There are many different types of programming; as well as many different
levels.

Web programming isn't going away for a while, and it can be useful for doing
quite a lot of things. I wrote a quick start guide for beginners like yourself
[1] a while ago, that you might find useful.

I didn't even know HTML six years ago, and have been working full time in the
industry for almost three years now. I started out trying to force a piece of
forum software into being a community-based website. I quickly got into
writing custom add-ons for that forum software. I just kept moving further and
further up the food chain until I got to where I am today: being paid to build
multiple, complex web applications.

The toughest part about learning something _completely_ new is not knowing the
right questions to ask. It can be insanely frustrating at times. But if you
can stick with it, all the anguish, self-doubt, and sleepless nights will be
worth it. If you really want something, you can do anything.

[1]
[https://degreesofzero.com/article/70](https://degreesofzero.com/article/70)

------
alok-g
While I did not learn programming this way [1], I highly recommend the
following book to beginners of programming:

"Algorithms + Data Structures = Programs" by Niklaus Wirth:
[http://www.amazon.com/Algorithms-Structures-Prentice-Hall-
Au...](http://www.amazon.com/Algorithms-Structures-Prentice-Hall-Automatic-
Computation/dp/0130224189/)

While example programs are in Pascal programming language (that the author
created), it is still a very well written book that teaches how to connect
real world problems to programming from a beginner's standpoint. It assumes
the least out of the reader of nearly all programming books I know of. Check
out the reviews at Amazon.

[1] My story: I started programming at the age of 11 when my father gifted me
a computer, and its manual. That manual was so concise and precise that I
learned something new from it each time I read it. It ended with a chapter on
writing machine code, which led me to write short programs in machine code
straight by age 15!

------
karmelapple
Since the question is looking for recommendations on how to learn now, I'd say
try out an environment where you can see results that excite you the most. If
you want to see objects on a web page moving around, learn JavaScript. If
you'd like to see fancier graphics, look at Unity and one of its languages.
And if you like text output, you got a huge world of languages you can explore
- just find a topic and problem you want to work on. Being motivated to solve
something was what got me the most excited when beginning to program.

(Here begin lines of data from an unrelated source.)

PR #2983, opened 2022-05-19
Created class level cache for policies in CFN BaseCloudsplainingIAMCheck

rotemavni:
Cached `PolicyDocument` result to avoid slow calculation begin done repeatedly.


gruebel (approved):
🏅

Issue #2979, opened 2022-05-18
Check: CKV_GCP_76: should check against 3 strings rather than a boolean


parabolic:
Hello everyone! I am having an issue with the check `CKV_GCP_76`. I've put all of the details below.

**Describe the issue**
Check: CKV_GCP_76: "Ensure that Private google access is enabled for IPV6" checks for a boolean but eventually it accepts 3 string values.
Those 3 values are:
```
ENABLE_OUTBOUND_VM_ACCESS_TO_GOOGLE
DISABLE_GOOGLE_ACCESS
ENABLE_BIDIRECTIONAL_ACCESS_TO_GOOGLE
```
I've used these commands to find the possible values that this api field accepts.
```sh
gcloud compute networks subnets update --private-ipv6-google-access-type=enable-bidirectional-access <self_link>
gcloud compute networks subnets update --private-ipv6-google-access-type=disable <self_link>
gcloud compute networks subnets update --private-ipv6-google-access-type=enable-outbound-vm-access  <self_link>
```

**Examples**
With the following code I am able to satisfy check `CKV_GCP_76` and `terraform apply` works. 
```tf
resource "google_compute_subnetwork" "subnets" {
....
  private_ipv6_google_access = true
....
}
```
I get a cyclical change on the next plan/apply due to the API not checking the input coming from the SDK and disabling `setPrivateIpv6GoogleAccess` silently.
```sh
      ~ private_ipv6_google_access = "DISABLE_GOOGLE_ACCESS" -> "true"
```
If I change the value in terraform to:
```tf
  private_ipv6_google_access = "ENABLE_OUTBOUND_VM_ACCESS_TO_GOOGLE"
```
Checkov complains with
```sh
Check: CKV_GCP_76: "Ensure that Private google access is enabled for IPV6"
        FAILED for resource: google_compute_subnetwork.subnetwork
....
.....
.....
        24 |   private_ipv6_google_access = "ENABLE_OUTBOUND_VM_ACCESS_TO_GOOGLE"

```
**Version (please complete the following information):**
 - version: 2.0.1140

**Additional context**
I've two paths here, either I disable the check with the `ENABLE_OUTBOUND_VM_ACCESS_TO_GOOGLE` or I leave out `true` and get changes everytime I run terraform.

Thank you!

nimrodkor:
Hey @parabolic !

I agree with your recommendation, and would love to have your contribution to the existing check to align it with what you wrote. You can find it here:
[...]

PR #2988, opened 2022-05-19
CKV_GCP_76/update-the-gcp-compute-subnetwork-private-ipv6-google-access-check

parabolic:
This change fixes the issue with the argument `private_ipv6_google_access` in the `google_compute_subnetwork` terraform resource. It accepts true but does no change to the actual setting. Checkov expects true and fails otherwise. You can find more details in the linked issue below.
https://github.com/bridgecrewio/checkov/issues/2979

The tests are passing and I have also created a version and tested it against dummy terraform templates.
**Test Output:**
```sh
$ pipenv run python -m coverage run -m pytest tests/terraform/checks/resource/gcp/test_GoogleSubnetworkIPV6PrivateGoogleEnabled.py 
=============================================================================================== test session starts ===============================================================================================
platform linux -- Python 3.7.10, pytest-7.1.2, pluggy-1.0.0
rootdir: /home/kikola/Documents/work/checkov, configfile: pytest.ini
plugins: mock-3.7.0, xdist-2.5.0, cov-3.0.0, forked-1.4.0, asyncio-0.18.3
asyncio: mode=legacy
gw0 [1] / gw1 [1]
.                                                                                                                                                                                                           [100%]
================================================================================================ warnings summary =================================================================================================
../../../.local/share/virtualenvs/checkov-b6-xzvGD/lib/python3.7/site-packages/pytest_asyncio/plugin.py:191
../../../.local/share/virtualenvs/checkov-b6-xzvGD/lib/python3.7/site-packages/pytest_asyncio/plugin.py:191
../../../.local/share/virtualenvs/checkov-b6-xzvGD/lib/python3.7/site-packages/pytest_asyncio/plugin.py:191
  /home/kikola/.local/share/virtualenvs/checkov-b6-xzvGD/lib/python3.7/site-packages/pytest_asyncio/plugin.py:191: DeprecationWarning: The 'asyncio_mode' default value will change to 'strict' in future, please explicitly use 'asyncio_mode=strict' or 'asyncio_mode=auto' in pytest configuration file.
    config.issue_config_time_warning(LEGACY_MODE, stacklevel=2)

-- Docs: https://docs.pytest.org/en/stable/how-to/capture-warnings.html
========================================================================================== 1 passed, 3 warnings in 2.29s ==========================================================================================

```

**Changes:**
Adjust the check to match the private_ipv6_google_access argument against the following values:
- ENABLE_OUTBOUND_VM_ACCESS_TO_GOOGLE
- ENABLE_BIDIRECTIONAL_ACCESS_TO_GOOGLE

Adjust the test to check against those 2 values as well.


gruebel (approved):
thanks, great work 🚀

diablo296:
Why does it only accept two values and not three? For the value true checkov returns failed. Why do not accept value 

`DISABLE_GOOGLE_ACCESS `
But accepts only values
```
ENABLE_BIDIRECTIONAL_ACCESS_TO_GOOGLE
ENABLE_OUTBOUND_VM_ACCESS_TO_GOOGLE
```

gruebel:
@diablo296 because the purpose of the check is `"Ensure that Private google access is enabled for IPV6"` and not disabled.

diablo296:
Ok but what if I want to disable access? Previously if I set true the field was set to `DISABLE_GOOGLE_ACCESS `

As for how did I personally learn to code?

HyperTalk in HyperCard. It was the best way to quickly see how different logic
constructs worked, since I could manipulate graphics onscreen rather than just
print out text. Shortly thereafter, Learn C Programming in 21 Days.

But once I learned what I could, I took some of the concepts from C and tried
to find some similar way to accomplish that in HyperTalk... which worked for
quite a few shareware projects.

------
avifreedman
Not sure why you're learning to code, but getting into a positive feedback
loop of (have idea, create, tune) is a great thing if you're doing it for more
than 'just a job'.

I'd get proficient with linear flow programming, then functions, and build
some things before worrying about object oriented programming.

Folks I've worked with have had good luck with perl but there's certainly a
strong argument for javascript between web dev and node.js...

Or if you want to go old school fire up BASIC and play with some programs from
[http://www.atariarchives.org/basicgames/](http://www.atariarchives.org/basicgames/)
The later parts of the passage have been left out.